Gerakan tanah atau yang lebih dikenal dengan istilah tanah longsor adalah proses bergeraknya suatu massa tanah dan batuan dalam jumlah yang besar menuju ke menuju ke tempat yang lebih rendah.
Menurut Dibyosaputro (1999), gerakan massa atau longsor adalah proses bergeraknya puing-puing batuan (termasuk tanah di dalamnya) secara besar-besaran menuruni lereng secara lambat hingga cepat oleh pengaruh langsung dari gravitasi. Gaya yang menahan massa tanah di sepanjang lereng tersebut dipengaruhi oleh sifat fisik tanah dan sudut dalam tahanan geser tanah yang bekerja di sepanjang lereng. Dampak kerusakannya antara lain berupa berubahnya permukaan tanah serta hilangnya tanah lapisan atas dan vegetasi (Kurnia et al. 2005).
Vegetasi merupakan faktor penting dalam menjaga kemantapan lereng, karena ketiadaan tumbuhan atau pepohonan di daerah pegunungan akan sangat mempengaruhi proses longsor.
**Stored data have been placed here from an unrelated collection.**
PR #881, opened 2019-06-21
[WIP] [templates/openstack] Dnshacks

iamemilio:
**- What I did** Watches for machines in kubernetes api and creates an A record for them in coredns

**- How to verify it**


cgwalters:
Similar comment as here https://github.com/openshift/machine-config-operator/pull/795#issuecomment-504567632

templates/master/00-master/openstack/files/openstack-mdns-publisher.yaml
```diff
@@ -0,0 +1,90 @@
...
+          path: "/etc/kubernetes/static-pod-resources/mdns"
+      - name: kubeconfig
+        hostPath:
+          path: "/etc/kubernetes/kubeconfig"
+      - name: conf-dir
+        hostPath:
+          path: "/etc/kubernetes/static-pod-resources/mdns"
+      initContainers:
+      - name: clusterrc-generation
+        image: quay.io/openshift-metalkube/kubeconfig-extractor:latest
```
cgwalters: OK so I was wrong I see we are pulling in other containers here, so that's good.  However they will also need to be added to the release image.  See [the image-references file](https://github.com/openshift/machine-config-operator/blob/master/install/image-references).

Menurut Asdak (2003), pengaruh vegetasi penutup tanah adalah untuk melindungi permukaan tanah dari tumbukan air hujan, menurunkan kecepatan dan volume air larian, menahan partikel-pertikel tanah pada tempatnya melalui sistem perakaran dan serasah yang dihasilkan dan mempertahankan kemantapan kapasitas tanah dalam menyerap air. Adanya vegetasi penutup tanaman yang baik seperti rumput yang tebal atau hutan yang lebat dapat menghilangkan pengaruh topografi terhadap erosi yang akan berakibat pada terjadinya longsor.
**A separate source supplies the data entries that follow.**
PR #882, opened 2019-06-21
More pivot/MCD cleanups/prep work

cgwalters:


cgwalters:
> 2019/06/21 20:28:40 Container test in pod unit failed, exit code 2, reason OOMKilled

Whee, transient OOM.

/retest

cmd/machine-config-daemon/pivot.go
```diff
@@ -366,10 +364,7 @@ func run(_ *cobra.Command, args []string) error {
 	}
 
 	if !changed {
-		glog.Info("Already at target pivot; exiting...")
-		if exit77 {
-			os.Exit(77)
-		}
+		glog.Info("Already at target oscontainer")
 	} else if reboot || utils.FileExists(runPivotRebootFile) {
```
runcom: debugging the very latest weirdness I've witnessed with pivot, it would be nice to log if we rebooted cause of the flag or the file

pkg/daemon/pivot/utils/run_test.go
```diff
@@ -6,21 +6,22 @@ import (
 	"time"
 	"io/ioutil"
 
+    "github.com/stretchr/testify/assert"
 	"k8s.io/apimachinery/pkg/util/wait"
```
runcom: nit, off indent?

runcom:
/approve

looked at commits one by one 👍 will leave to another review to lgtm!

cgwalters:
Rebased :surfing_man: and addressed both those issues!

cmd/machine-config-daemon/pivot.go
```diff
@@ -365,14 +226,20 @@ func run(_ *cobra.Command, args []string) error {
 		changed = true
 	}
 
+	runPivotRebootExists := utils.FileExists(runPivotRebootFile)
```
runcom: let's not use FileExists here either. Also, the impl for FileExists isn't correct, it returns `true` if for some reason, other errors occur causing pivot to reboot in the middle of an MCD sync (which is what I believe it's happening in an issue I'm looking at)

cgwalters: small bikeshed: do we have a `FileExists` that ignores errors (and returns `false`) or "throws" (in golang terms)?  I tend to lean towards the latter, but was actually surprised that the "usually so correct it's painful" [Rust API for this](https://doc.rust-lang.org/std/path/struct.Path.html#method.exists) just swallows errors.

cgwalters:
Updated to drop the `pivotutils.FileExists` bit.

runcom:
timeouts (?)

/retest

cgwalters:
```
Jun 25 18:22:41 ip-10-0-135-155 machine-config-daemon[1133]: F0625 18:22:41.240630    1133 main.go:28] Error executing mcd: unknown flag: --from-etc-pullspec
```

Right.  Need to get an updated build through the sausage factory.

cgwalters:
Hmm, can't easily do https://github.com/openshift/machine-config-operator/pull/882/commits/53c6d6855d5e5d8d0af26e4a7e9d8ba8fc28af56 without ratcheting I think...

cgwalters:
> Hmm, can't easily do 53c6d68 without ratcheting I think...

OK, made that one optional for now and will circle back and require it later.

cgwalters:
And we're green again!

runcom:
approved already, let's have another round of review to get this in!

cmd/machine-config-daemon/pivot.go
```diff
@@ -365,14 +227,24 @@ func run(_ *cobra.Command, args []string) error {
 		changed = true
 	}
 
+	_, err = os.Stat(runPivotRebootFile)
```
ericavonb: Is there a reason to check this if `!changed`?

ericavonb: Or if `reboot` is set?

cmd/machine-config-daemon/pivot.go
```diff
@@ -365,14 +227,24 @@ func run(_ *cobra.Command, args []string) error {
...
+	if err != nil && !os.IsNotExist(err) {
+		return errors.Wrapf(err, "Checking %s", runPivotRebootFile)
+	}
+	runPivotRebootExists := err == nil
 	if !changed {
-		glog.Info("Already at target pivot; exiting...")
-		if exit77 {
-			os.Exit(77)
+		glog.Info("Already at target oscontainer")
+	} else if reboot || runPivotRebootExists {
```
ericavonb: nit: return in if statement above and get rid of the `else`'s

cmd/machine-config-daemon/pivot.go
```diff
@@ -381,6 +253,7 @@ func run(_ *cobra.Command, args []string) error {
 func Execute(cmd *cobra.Command, args []string) {
 	err := run(cmd, args)
 	if err != nil {
-		glog.Fatalf("%v", err)
+		fmt.Printf("error: %v\n", err)
+		os.Exit(1)
```
ericavonb: Any reason for this (other than that we should move from glog to klog 🙂 )?

cmd/machine-config-daemon/pivot.go
cgwalters: Hm you're right, I regressed this compared to https://github.com/openshift/pivot/blob/63d3093d32f25649241cc09ae5fdc35181ead73e/cmd/root.go#L409

cmd/machine-config-daemon/pivot.go
cgwalters: `Fatalf` dumped a stack trace which wasn't necessary here.

cgwalters: This was noted in the commit message from 0bc206007612159988721f39f47dd8f12d3ffb25
>  (Also change the toplevel to not spew a stack trace on error)

cgwalters:
Added a :new: commit.

cmd/machine-config-daemon/pivot.go
ericavonb: How about when `reboot` is set by cmdline flag?

kikisdeliveryservice:
this looks good will let @ericavonb review and LGTM.

cmd/machine-config-daemon/pivot.go
```diff
@@ -366,13 +228,26 @@ func run(_ *cobra.Command, args []string) error {
...
-		glog.Info("Already at target pivot; exiting...")
-		if exit77 {
-			os.Exit(77)
-		}
-	} else if reboot || utils.FileExists(runPivotRebootFile) {
+		glog.Info("No changes; already at target oscontainer, no kernel args provided")
+		return nil
+	}
+
+	_, err = os.Stat(runPivotRebootFile)
```
ericavonb: Same question about if this should be checked when `reboot` is set via cmd line flag.

cgwalters: OK, right, I thought I'd changed that but I hadn't.  Reworked it and updated that last commit again.

At a higher procedural level though this isn't net new code, we imported it from elsewhere and actually I am working on replacing it and have another PR ready to go after this one lands.  This code will mostly be dead after that in favor of reading the new encapsulated config.

Also I personally hesitate a bit around nits like this since the previous version had all passed, every push needs 3 new clusters spun up and an hour of validation...i.e. there's a velocity vs code review tradeoff.  On the other hand it is good to come to a shared team understanding of code style for future changes!

So anyways, updated :new: again!

ericavonb: I tried to restrict my review to new code; I'm sorry if I missed something and re-reviewed lines. My concern here was introducing a new failure point at a place where you could be trying to force through a reboot due to some issue. That seemed like a potentially problematic state to get into.

Understood on the CI tradeoff, please keep pushing back as I come up to speed 👍

cgwalters:
Hmm, looks like a flake...maybe some e.g. EC2 networking blip.
/retest

runcom:
> /lgtm

oooh why @ericavonb lgtm didn't work? 🤔 

@ericavonb can you try it again cause sometimes it just doesn't go through?

kikisdeliveryservice:
sometimes yelling works:

/LGTM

Tumbuhan yang menutup permukaan tanah secara rapat tidak saja memperlambat limpasan, tetapi juga dapat menghambat pengangkutan partikel tanah. Disamping itu akar tumbuhan juga berfungsi untuk mengikat butir-butir tanah sekaligus menjaga pori-pori tanah dibawahnya, sehingga infiltrasi air hujan berjalan dengan lancar.
Tanah Longsor
Dalam periode tahun ketahun, bencana tanah longsor atau sering disebut gerakan tanah semakin sering terjadi di Indonesia. Aktifitas tanah longsor merupakan salah satu kejadian alam yang terjadi di wilayah pegunungan, terutama di musim hujan. Bencana longsor beberapa kali terjadi melanda Indonesia dalam periode musim penghujan setiap tahunnya (Naryanto et. Al., 2019).
Konservasi Tanah
Di wilayah Indonesia, sangat pentingnya konservasi tanah dan air pada satuan sistem Daerah Aliran Sungai (DAS) yang mulai disadari setelah terjadi banjir besar Bengawan Solo pada tahun 1966. Kesadaran atas dampak kejadian tersebut ditindak lanjuti dengan upaya penanggulangan pada skala luas melalui Proyek Penghijauan Departemen Pertanian 001 pada tahun 1969.
Sistem pengelolaan DAS untuk mendukung pelaksanaan konservasi tanah tersebut, diformulasikan pada tahun 1972 melalui Proyek Upper Solo Watershed Management and Upland Development Project (TA INS/72/006). Dari perjalanan waktu penyelenggaran dalam pengelolaan DAS, setiap kegiatan pengelolaan DAS dapat diartikan sebagai pengelolaan sumber daya alam (SDA) berskala DAS berdasarkan integrase keterlibatan masyarakat, pengetahuan teknis dan struktur organisasi beserta arah kebijakkan dari kegiatan tersebut. Pendekatan dalam pengelolaan DAS menjadi relevan kembali setelah munculnya beberapa persoalan pengelolaan SDA serta dampak pengelolaan yang buruk. Sementara itu, pendekatan dalam pengelolaan DAS juga mengalami perubahan seiring dengan adanya perubahan situasi, permasalahan, kondisi dan pergeseran paradigma.
Ini menguraikan cakupan, permasalahan pengelolaan SDA dan upaya yang perlu dilakukan agar semua pihak dapat mengacunya. Permasalahan DAS ini dapat dilakukan dengan cara melaksanakan penghijauan, yang dilakukan untuk mengurangi erosi tebing sungai yang disebabkan oleh adanya gerusan aliran sungai yang terjadi pada saat hujan lebat dan secara tiba-tiba. Kejadian tersebut ditambah lagi dengan rusaknya hutan dan DAS di bahagian hulu.